In the past we've kept our randomisation lists and/or randomisation envelopes on site and used them ourselves. Why do we need this extra service?
There are three key reasons why our system can improve randomised trials:
- Security - Our system holds the randomisation list on a password-restricted access server, and its content is maintained and backed up every day.
- Accessibility - Our system is available 24 hours a day throughout the year.
- Management - The maintaining of a paper-based randomisation system is an overhead that should not be underestimated. Our system reduces this burden greatly, allowing you to concentrate on more interesting things.
Does good clinical practice (GCP) impact on our choice of randomisation system?
For your trial's randomisation system to comply with GCP, it will need to retain an audit trail. The documentation required by this includes the date, time and patient details for each randomisation. Whilst this can be done using a paper-based system, there are three main drawbacks to doing so: effort, accuracy, and authentication. When the necessary details are not recorded (or misrecorded) at the point of randomisation, it can be difficult if not impossible to recover this information; moreover, it is harder to maintain and monitor this system and harder to detect fraudulent use.
The CTRU randomisation system automatically records the activities on each log-in. This meets the GCP requirements and, unlike paper-based systems, provides an authenticated date/time stamp. It also removes the need for additional paperwork and hence saves time, space and ultimately money.
Can't we get away without being GCP compliant?
If your trial is using an investigational medicinal product or medical device, then GCP compliance is a legal requirement. In other cases, GCP is a recommendation. General regulatory guidance stops short of insisting on a central electronic approach but does recommend its use, especially where the trial is single-blind, open-label or multi-centre*.

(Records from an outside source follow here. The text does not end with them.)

PR #4553, opened 2021-07-14
fix(clients-driving-license): updating driving license endpoints

arnorhs:
The service has been updated to use the same casing for dev/prod, so this should address that change.

I'm not going to add automerge until RLS has allowed access to our client ID, and then I'll add it

Edit: It's open now, and I am able to call some of the endpoints now, so I believe it should be fixed

## Checklist:


libs/api/domains/driving-license/src/lib/drivingLicense.service.ts
```diff
@@ -166,6 +166,7 @@ export class DrivingLicenseService {
         kennitala: nationalId,
       },
     )) as unknown) as string
+    console.log({ statusStr })
```
pshomov, line 169: Remove? or use logging lib

pshomov (changes requested):
LGTM, small cleanup needed

albinagu (approved):
lgtm

libs/api/domains/driving-license/src/lib/drivingLicense.service.ts
arnorhs: oops, ty

arnorhs: should be fixed

jeremybarbet (approved):
Nice! LGTM

pshomov (approved):
LGTM

PR #4555, opened 2021-07-14
chore(core): add polyfill for intl-locale

jeremybarbet:
## What

- Polyfill for Intl Locale to fix `Intl.Locale is not a constructor` https://app.asana.com/0/1182378413629561/1200596650522421
- Update @formatjs package. The breaking changes are not impacting us


libs/localization/src/lib/polyfills.ts
```diff
@@ -35,35 +33,33 @@ const localeDataModules = {
...
+const maybePolyfillNumberFormat = async () => {
+  await import(
+    /* webpackChunkName: "intl-numberformat" */ '@formatjs/intl-numberformat/polyfill'
+  )
+}
+
+const maybePolyfillDateTimeFormat = async () => {
+  await import(
+    /* webpackChunkName: "intl-datetimeformat" */ '@formatjs/intl-datetimeformat/polyfill'
+  )
```
eirikurn, line 51: A few issues:

1. Major: It is common for browsers to support Intl and uncommon for them to support Icelandic. For us to polyfill Icelandic, we need to force-load the polyfill first (with polyfill-force). I.e. this may break the Icelandic locale on Chrome.
2. Minor: We would like to shave of some KBs if the browser supports Intl AND the chosen locale.
3. Minor: If we're always going to load all the polyfills, we should not dynamically import them from multiple different chunks. Either just import them normally, or configure the same chunk name for all of them.

eirikurn (changes requested):
Need to address some things.

Do you think we could revert to how it was, add the intl-locale polyfill and simplify the conditional logic so we either load all or nothing?

jeremybarbet:
I see, makes sense. I just wanted to remove intl-locales-supported because it has be migrated to the intl packages. I will check this out

jeremybarbet:
- I reverted back to the initial code
- Use the same chunkName for all polyfills
- Added the IntlLocale polyfill, and checked the supported locale
- I'm not sure it's answering your comment about "simplify the conditional logic so we either load all or nothing?". I'm not sure I get it, if we test individually each polyfill if they are supported, can we load all or nothing?

eirikurn (approved):
LGTM.

I was just wondering if we should in fact conditionally load each polyfill or all. Maybe it depends on if you can actually get the intl-datetimeformat polyfill-force without first getting intl-locale polyfill ... for example.

PR #4560, opened 2021-07-15
fix(application-system): configure expiry by application for the assignEmail token

jeremybarbet:
## What

- Configure the assignEmail expiry by application

### DIFF
--- a/libs/application/template-api-modules/src/lib/modules/shared/shared.service.ts
+++ b/libs/application/template-api-modules/src/lib/modules/shared/shared.service.ts
@@ -54,11 +54,13 @@ export class SharedTemplateApiService {
   async assignApplicationThroughEmail(
     templateGenerator: AssignmentEmailTemplateGenerator,
     application: Application,
+    expiresIn: number,
     locale = 'is',
   ) {
     const token = createAssignToken(
       application,
       getConfigValue(this.configService, 'jwtSecret'),
+      expiresIn,
     )
 
     const clientLocationOrigin = getConfigValue(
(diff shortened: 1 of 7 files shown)


pshomov (commented):
Can I get a bit of explanation what is this token for and why do we want it not to expire. Non-expiring tokens sounds like a time-unbound access.

jeremybarbet:
Sure, when we create an application, depending on the state you end up in, it might need a review from someone else. In this case, we assign the application to someone else through email.

For example, in the parental leave, the applicant adds their employer's email address and asks for 6 months off. It then sends an email to the employer to approves these periods. However, we don't know when the employer will open this email to review the application, hence the no expiry on the token. 

With the previous code, if the employer didn't open the email on time, the token was expired and the application was in a "broken" state where the employer couldn't access and give a review on the application.

I was also thinking to regenerate a new token if we catch an expired token and resend an email to the assigned person. I'm not sure what's the standard for this kind of behavior in general.

If you see a better solution from a security standpoint, just let me know.

kksteini (approved):
LGTM

apps/application-system/api/infra/application-system-api.ts
```diff
@@ -3,6 +3,7 @@ import { ref, service, ServiceBuilder } from '../../../../infra/src/dsl/dsl'
 const postgresInfo = {
   passwordSecret: '/k8s/application-system/api/DB_PASSWORD',
 }
+
```
pshomov, line 6: revert please

pshomov (approved):
LGTM

PR #4566, opened 2021-07-16
feat(application-system): [RFC] new api action to retry assigning application to email

jeremybarbet:
## What

- New api action when assignEmail token expires

## Why

Through the application system we have the ability to assign the application to an email address. It's useful when external people (employer, family member, etc) have to do an action to continue the process.

For instance, in the parental leave application, if the applicant has an employer, they will need to add its email address, once submitting the application it will send an email to the employer to open the application and review the periods chosen by the applicant for its parental leave.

How is the system set up and maintained?
The CTRU randomisation system is a web-based package. We can provide training from which you can set-up and manage the system yourself, or we can do it for you. We provide full system back-up and maintenance.
Who gets to use the system and how do they do it?

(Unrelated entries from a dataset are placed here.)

PR #4580, opened 2021-07-23
feat(an): Location and purpose screen added

Thorrik58:
# Location and purpose screen added

https://app.clickup.com/t/nz7xw2

## What

Adding the location and purpose screen.

## Why

User needs to be able to specify location and purpose of his/her accident.

## Screenshots / Gifs

image

## Checklist:


libs/application/templates/accident-notification/src/lib/dataSchema.ts
```diff
@@ -88,6 +88,12 @@ export const AccidentNotificationSchema = z.object({
     email: z.string().optional(),
     phoneNumber: z.string().optional(),
   }),
+  locationAndPurpose: z.object({
+    location: z.string().nonempty(),
```
sigruntg, line 92: Maybe we should start using something else than nonempty since it's deprecated.
image

sigruntg (changes requested):
Maybe we should start using something else than nonempty now since we know that it's deprecated.

libs/application/templates/accident-notification/src/lib/dataSchema.ts
Thorrik58: Fixed and replaced all usage of nonempty on accident notification

sigruntg (approved):
Looks cool!!

PR #4582, opened 2021-07-26
fix(crc): change prefix for correct template's name

jeremybarbet:
## What

- Use another title to differentiate logs


Rikkiabb (approved):
Thanks 👏

PR #4589, opened 2021-07-27
feat(pdpp): overview screen

sigruntg:
# Overview screen

https://app.clickup.com/t/j59jeq

## What

Overview screen that you can edit from.

## Why

So that the user can have an overview over what he/she is submittig.

## Screenshots / Gifs

image

## Checklist:


libs/application/templates/public-debt-payment-plan/src/lib/dataSchema.ts
```diff
@@ -86,6 +106,20 @@ export const PublicDebtPaymentPlanSchema = z.object({
   }),
 })
 
+export type PaymentPlanBuildIndex = 0 | 1 | 2 | 3 | 4 | 5 | 6 | 7 | 8 | 9
```
Thorrik58, line 109: Should this be in the types folder?

libs/application/templates/public-debt-payment-plan/src/fields/Overview/Overview.tsx
```diff
@@ -1,78 +1,147 @@
...
+                <Text>{employerInfo.name}</Text>
+              </Box>
+            </GridColumn>
+          )}
+          {employerInfo?.nationalId && (
+            <GridColumn span={['6/12', '5/12']}>
+              <Box>
+                <Label>{formatMessage(overview.employerSsn)}</Label>
+                <Text>
+                  {employer?.isCorrectInfo === YES
```
Thorrik58, line 102: We have been exporting the answers to a constant file where they are defined like:
export const YES = 'yes'
export const NO = 'no'
And then importing that constant in the fields needed to have a defined constant instead of hardcoded string

libs/application/templates/public-debt-payment-plan/src/fields/Overview/Overview.tsx
```diff
@@ -1,78 +1,147 @@
...
-              <Text>Krónan ehf.</Text>
-            </Box>
-          </GridColumn>
-          <GridColumn span={['6/12', '5/12']}>
-            <Box>
-              <Label>Kennitala vinnuveitanda</Label>
-              <Text>711298-2239</Text>
-            </Box>
-          </GridColumn>
+          {employer?.isCorrectInfo === YES && (
```
Thorrik58, line 89: Same as below

libs/application/templates/public-debt-payment-plan/src/lib/paymentPlanUtils.ts
```diff
@@ -23,3 +29,68 @@ export const prerequisitesFailed = (data: ExternalData) => {
...
+  useEffect(() => {
+    setIsLoading(true)
+    getDistributionCallback({
+      monthAmount,
+      monthCount,
+      totalAmount,
+      scheduleType,
+    })
+      .then((response) => {
+        if (!response) return
```
Thorrik58, line 77: Should this be handled somehow to show the user that no response was received?

libs/application/templates/public-debt-payment-plan/src/fields/Overview/DistributionTabel.tsx
```diff
@@ -0,0 +1,26 @@
...
+  totalAmount,
+  scheduleType,
+}: PaymentDistribution) => {
+  const { isLoading, distributionData } = useDistributionTable({
+    monthAmount,
+    monthCount,
+    totalAmount,
+    scheduleType,
+  })
+  if (!distributionData) return null
```
Thorrik58, line 18: Do we need to display something to the client in this case?

Thorrik58 (changes requested):
Minor comments, looks good tho

libs/application/templates/public-debt-payment-plan/src/lib/paymentPlanUtils.ts
sigruntg: I'm going to remove this. I don't think this should ever fail. But there is a lot of rethinking that needs to take place when people come from summer break when it comes to the payment plan.

libs/application/templates/public-debt-payment-plan/src/fields/Overview/DistributionTabel.tsx
sigruntg: Maybe, but I think we need to rethink errors later. There are so many questions I have regarding this form, that I think many things will change later regarding errors.

Thorrik58 (approved):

All users need is a computer with a web browser and internet connection to access the system - nothing else. The randomisation system will typically be used by several members of the trial team, including the trial manager, statistician, independent reviewers and those who use it to randomise patients. The web system recognises these different types of users and allows the relevant level of access.
What detail does the user see?
The level of detail viewable is tailored to the needs of the user. A study manager will be able to view trial progress, whereas investigators using the system solely to randomise patients will not. Similarly, the randomisation list itself can be restricted to authorised users, such as independent members.
So the system will help me keep track on the study progress?
Our system also allows you to proactively monitor your trial. Study managers can get real-time details of how many subjects are being randomised by site, and so can keep track of when extra supplies are needed by pharmacy, for instance. As any study manager who has done this in the past will confirm, this is a very useful tool to have!
What does the randomisation system look like?
Patients are randomised by a secure link to a central randomisation database. Randomisation is done via a web-interface in which the user can be allowed to remain blind to treatment. Additionally, we can randomise patients via automated telephone link if you prefer. Both options are available 24 hours a day.
And access to the randomisation codes can be controlled?
In double blind studies, access to the treatment codes is restricted (typically to pharmacy staff and independent monitors), whilst in single-blind or open-label trials the treatment can be revealed as soon as the patient's details have been registered with the system. The system allows you to do either. There is also a 24 hour access code break which can be used in emergency to identify any individual patient's treatment. The system automatically logs this information and informs the principal investigator straightaway.
How do I tailor it to our trial's requirements?
For access to the system, you name the individual users and decide what level of detail they need to see. For the randomisation list, you decide what it should look like: our system is customised to ensure the number of patients, stratifying factors, block size and many other aspects are as you want them. The CTRU can offer our advice on these choices if you need it.
How do I find out more?
email : email@example.com
* International conference on harmonisation (ICH) of technical requirements for registration of pharmaceuticals for human use: Topic E9, "Statistical principles for clinical trials" (1998). Section 2.3.1 states "In multicentre trials the randomisation procedures should be organised centrally" and "For [single-blind and open-label] trials, consideration should be given to the use of a centralised randomisation method".